Training was conducted with a batch size of 30, balancing computational efficiency with gradient stability. This moderate batch size effectively utilizes GPU memory while maintaining sufficient stochasticity to improve generalization and reduce overfitting.

To assess the model’s sensitivity to key hyperparameters, experiments varied the number of training epochs (100, 200, and 300) and learning rates (0.01 and 0.001). These values were selected based on preliminary trials to evaluate their effects on convergence, stability, and overall performance. The chosen range reflects common practice in deep learning and provides insight into model robustness under different training conditions.

The detailed hyperparameter settings used in this sensitivity analysis are summarized in Table 10, ensuring consistent and controlled comparisons across configurations.

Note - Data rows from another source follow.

PR #3030, opened 2026-09-02
update

isamu:
## Summary by Sourcery

Refresh the monorepo dependency versions and lockfile to keep workspace packages current.

Enhancements:
- Refresh runtime, development, and tooling dependencies across the monorepo, including Zod, ignore, mailparser, Node.js type definitions, tsx, TypeScript ESLint, globals, and Knip.

Build:
- Update package manifests and the lockfile to align dependency versions across the workspace packages.

## Summary by CodeRabbit

* **Chores**
  * Updated supporting package versions across the application, bridges, plugins, and related tooling.
  * Refreshed development tooling, type definitions, schema validation, parsing, and linting components.
  * Updated email message parsing support to a newer patch release.
  * No user-facing features, configuration, or behavior changes.


isamu:
## CI fix (e6f607f5)

`lint_test` was red on all four matrix legs. Two problems, one of which the gate did not catch.

### 1. What the gate reported — launcher `tsx` drift

```
✗ [root-launcher-mismatch] tsx: root=^4.23.13 vs launcher=^4.23.12 — bump both in lockstep
```

`tsx` lives in the launcher's **`dependencies`** but root's **`devDependencies`**. The sweep that
carried `ignore` and `zod` across (same field on both sides) skipped it, so the launcher was the
sole workspace left on `^4.23.12` — every other one of the 18 declarations was already `^4.23.13`.

### 2. What the gate did *not* report — `resolutions` un-applied in the lockfile

`yarn upgrade --latest` split the root `resolutions` overrides back into per-range stanzas.
Compared against `main`:

| package | `main` | this PR (before fix) |
|---|---|---|
| `sharp` | `sharp@0.35.2, sharp@^0.35.4` → 0.35.4 | split; **0.35.2 reintroduced** |
| `undici` | `undici@7.29.0, undici@^6.27.0, …` → 7.29.0 | split; **6.28.0 reintroduced** |
| `uuid` | `uuid@*, uuid@14.0.2, uuid@^10.0.0, …, uuid@^8.3.0` → 14.0.2 | split; **8.3.2 and 10.0.0 reintroduced** |
| `tar` | `tar@7.5.22` pinned | **entry gone entirely** |

These four are the exact contents of the root `resolutions` block, which is maintained
deliberately and bumped each update round. A plain `yarn install` re-collapses them to the
overridden versions, which is what this commit carries. All of the PR's intended bumps survive
(`ignore` 7.0.8, `zod` 4.5.4, `@types/node` 26.4.1, `globals` 17.12.0, `knip` 6.34.0,
`tsx` 4.23.13, `typescript-eslint` 8.69.0).

### Verification

Run locally on macOS, in CI's `lint_test` order:

| step | result |
|---|---|
| `yarn install --frozen-lockfile` | `Already up-to-date` (lockfile self-consistent) |
| `yarn build:packages` | pass |
| `yarn typecheck` | pass |
| `yarn lint` | 0 errors, 41 warnings (pre-existing) |
| `yarn plugins:codegen:check` | pass |
| `yarn check:launcher-sync` | **pass** (was the failure) |
| `yarn check:doc-links` | pass |
| `yarn check:plugin-css` | pass |
| `yarn build` + bundle-integrity `git diff --exit-code` | pass |
| `yarn test:coverage` | exit 0, 0 failures |
| `yarn test:csrf-wiring` | exit 0 |

### Items to confirm

- The `resolutions` restore is the load-bearing part of this commit, and it is the reason the
  `yarn.lock` diff is ~220 deletions rather than a one-line prune. It returns those four packages
  to the shape `main` already ships and is green on — but the combination *"restored resolutions
  + this PR's new bumps"* is only exercised by this CI run. Worth a look at the four matrix legs
  rather than just the launcher-sync step.
- `yarn install` now prints `Resolution field "undici@7.29.0" is incompatible with requested
  version "undici@^6.27.0"` (and similar for `uuid`). Those warnings are the intended
  force-overrides doing their job and are present on `main` too, not new breakage.
- Worth considering whether the update flow should re-run a plain `yarn install` after
  `yarn upgrade --latest`, since Yarn v1 dropping `resolutions` this way is silent — no gate
  caught it, and the security-relevant pins (`undici`, `tar`, `uuid`) were the casualties.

Table 10 Training Hyperparameters Used in Sensitivity Experiments

Assessment indicators

To comprehensively evaluate the performance of the Origin-Tea model in the multi-class tea origin classification task, several widely used metrics were adopted: overall accuracy (OA), average accuracy (AA), Kappa coefficient (\(\kappa\)), P, recall (R), F1-score (\({F}_{1}\)), matthews correlation coefficient (MCC), and the number of model parameters. These metrics collectively capture classification accuracy, class-wise balance, and computational efficiency:

$$\begin{array}{l}{OA}=\frac{{\sum }_{i=1}^{C}T{P}_{i}}{{\sum }_{i=1}^{C}\left(T{P}_{i}+F{P}_{i}+F{N}_{i}+T{N}_{i}\right)}\end{array}$$
(12)
$${AA}=\frac{1}{C}\mathop{\sum }\limits_{i=1}^{C}\frac{T{P}_{i}+T{N}_{i}}{T{P}_{i}+F{P}_{i}+F{N}_{i}+T{N}_{i}}$$
(13)
$$\begin{array}{c}\kappa =\frac{{OA}-{Pe}}{1-{Pe}}\end{array}$$
(14)
$$\begin{array}{c}P=\frac{1}{C}\mathop{\sum }\limits_{i=1}^{C}\frac{T{P}_{i}}{T{P}_{i}+F{P}_{i}}\end{array}$$
(15)
$$\begin{array}{c}R=\frac{1}{C}\mathop{\sum }\limits_{i=1}^{C}\frac{T{P}_{i}}{T{P}_{i}+F{N}_{i}}\end{array}$$
(16)
$$\begin{array}{c}{F}_{1}=\frac{1}{C}\mathop{\sum }\limits_{i=1}^{C}\frac{2\cdot T{P}_{i}}{2\cdot T{P}_{i}+F{P}_{i}+F{N}_{i}}\end{array}$$
(17)
$$\begin{array}{l}{MCC}=\frac{{\sum }_{i,j,k}T{P}_{i}\cdot T{N}_{i}-F{P}_{i}\cdot F{N}_{i}}{\sqrt{\left(T{P}_{i}+F{P}_{i}\right)\left(T{P}_{i}+F{N}_{i}\right)\left(T{N}_{i}+F{P}_{i}\right)\left(T{N}_{i}+F{N}_{i}\right)}}\end{array}$$
(18)

where \(C\) represents the total number of classes. For the \(i\)-th class, \(T{P}_{i}\), \(F{P}_{i}\), \(F{N}_{i}\), and \(T{N}_{i}\) denote the counts of true positives, false positives, false negatives, and true negatives, respectively. Specifically, these terms correspond to the number of samples correctly predicted as class \(i\) (\(T{P}_{i}\)), incorrectly assigned to class \(i\) (\(F{P}_{i}\)), belonging to class \(i\) but predicted as others (\(F{N}_{i}\)), and correctly identified as not belonging to class \(i\) (\(T{N}_{i}\)). Finally, \({Pe}\) indicates the expected accuracy by chance, calculated based on the confusion matrix.